# Bodyguardz iPhone 3g Review



## Bogi094 (Sep 6, 2008)

So you bought an iPhone 3g, the beautiful, sleek design. You've probably been showing it off, but one day you notice a scratch!
So you ask yourself what can I get to protect the iPhone and keep the beautiful sleek design? Well there are many choices- Bestskinsever, Invisible Shield and Bodyguardz are the main ones.
In my opinion Bodyguardz is the best one, they use same material used on the blades of helicopters. First off there are two so if you happen to mess up you have a backup, none of the other companies do this. 
What I have noticed about Bodyguardz is that it is very smooth- No orange peel effect and the skin is very precision cut, which gives you confidence when installing, and it is cut to make the installation easier for you. For me the installation was quite simple but it does require some patience especially on the corners, but if you need help watch their nice installation videos. 
The material is very strong and it will resist scratches and protect your phone.
It covers almost the whole iPhone 3g- 98% of it but it is impossible to cover everything because of the round design. It has very good corner protection. At the corners you may notice that dust and lint will stick to the edges over a longer period of time, but they also have a replacement guarantee.
The price they are only $24.99+ Shipping for two, but they come with everything you will need squeegee, application solution and instruction, and if you care, they also some with a nice looking box unlike other companies. If you find the price to be expensive they are cheaper if you buy with a friend (Split the price in half) and that gets you the best quality film I think you can buy, to me that is worth it. 
Bodyguardz also has great customer service- ask a question and get a great response/answer to any of your questions very quickly. They are a great company.
Overall I would recommend this product to anyone looking for something that will stop scratches. If you are the person that drops there phone a lot DO NOT get this as this does not offer any drop protection. I believe that Bodyguardz is one of the best scratch protection solutions on the market.
So what are you waiting for if you are looking for a product that will protect your device from scratches I highly recommend this for you.
I would give it a 9/10- AWESOME


----------



## JumboJones (Feb 21, 2001)

I just got a leather Roots case for mine today, the only thing Future Shop had, but it works for me.


----------



## jhubert (Mar 12, 2000)

*I use a a wrapprz skin*

I use a wrapprz.com skin. very nice designs!!

www.wrapprz.com

oh plus ehmac readers get extra 10% off by using coupon code: ehmac

cheers


----------



## HowEver (Jan 11, 2005)

So you're confirming the net generation of iPods??






jhubert said:


> I use a wrapprz.com skin. very nice designs!!
> 
> www.wrapprz.com
> 
> ...


----------



## ryank (Jul 26, 2008)

Why do I feel like the OP is trying to sell me something...?


----------



## jhubert (Mar 12, 2000)

*New 4th gens verified?*

We'll need to wait till Apple verifies things on Tuesday so for now I will stand by what we have on our site, www.wrapprz.com

Jeff


----------



## zlinger (Aug 28, 2007)

Sounds a bit suspicious to me... 

I've tried over recent years Bodyguardz, InvisibleShield, Incase, and now Contour HardSkin (the best in my view).

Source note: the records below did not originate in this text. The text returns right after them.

PR #1837, opened 2025-10-23
feat(sdp): Implement signing and posting sdp messages txs

pradovic:

This PR adds a logic to create signed mantle transactions from sdp messages and post them to mempool.
Both wallet and mempool are currently mocked.

Yes

@pradovic 
@bacv 

Yes

No

## Checklist

> [!WARNING]  

* [x] 2. Description added.

### DIFF
--- a/nomos-services/sdp/src/lib.rs
+++ b/nomos-services/sdp/src/lib.rs
@@ -77,6 +77,7 @@ pub enum SdpMessage {
     },
     PostDeclaration {
         declaration: Box<DeclarationMessage>,
+        reply_channel: oneshot::Sender<Result<DeclarationId, DynError>>,
     },
     PostActivity {
         metadata: ActivityMetadata, // DA/Blend specific metadata
@@ -155,9 +156,17 @@ where
                     self.handle_post_activity(metadata, &wallet_adapter, &mempool_adapter)
                         .await;
                 }
-                SdpMessage::PostDeclaration { declaration } => {
-                    self.handle_post_declaration(declaration, &wallet_adapter, &mempool_adapter)
-                        .await;
+                SdpMessage::PostDeclaration {
+                    declaration,
+                    reply_channel,
+                } => {
+                    self.handle_post_declaration(
+                        declaration,
+                        &wallet_adapter,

I highly recommend that you stay away from Bodyguardz. It was garbage, and I actually returned it for a refund (poor quality, peeled, unimpressed).

Invisible all the way if you're into skins, and Contour for a hard case.


----------



## ruffdeezy (Mar 17, 2008)

It is a spam post

BSE is the best.


----------



## iLukasz.iPhone (Aug 9, 2008)

*This is not spam!*



ruffdeezy said:


> It is a spam post
> 
> BSE is the best.


I really like this product, it is very precision cut and it feels and looks different than the bse I had on my 1st gen iPhone!!


----------



## Bogi094 (Sep 6, 2008)

*I am not trying to sell it to you!*



ryank said:


> Why do I feel like the OP is trying to sell me something...?


I am just stating that I feel this is a good product and I recommend it to anyone, I am not saying that you are to buy it, I'm just saying if you are looking for a skin this is one of the best in my opinion. I had a Bse on my first gen iphone and the texture and look was bothering me, yeah it was the cheapest but if you are like me choose bodyguardz.


----------



## Bogi094 (Sep 6, 2008)

*Not SPAM*



ruffdeezy said:


> It is a spam post
> 
> BSE is the best.


This is not a spam post! This is my opinion, I am really picky about how my iphone looks so I think bse is good but the look and feel of it bothers me. It' not a bad product, but its not right for me.


----------



## Vexel (Jan 30, 2005)

If you edited your post into paragraphs, you wouldn't seem so much like spam. 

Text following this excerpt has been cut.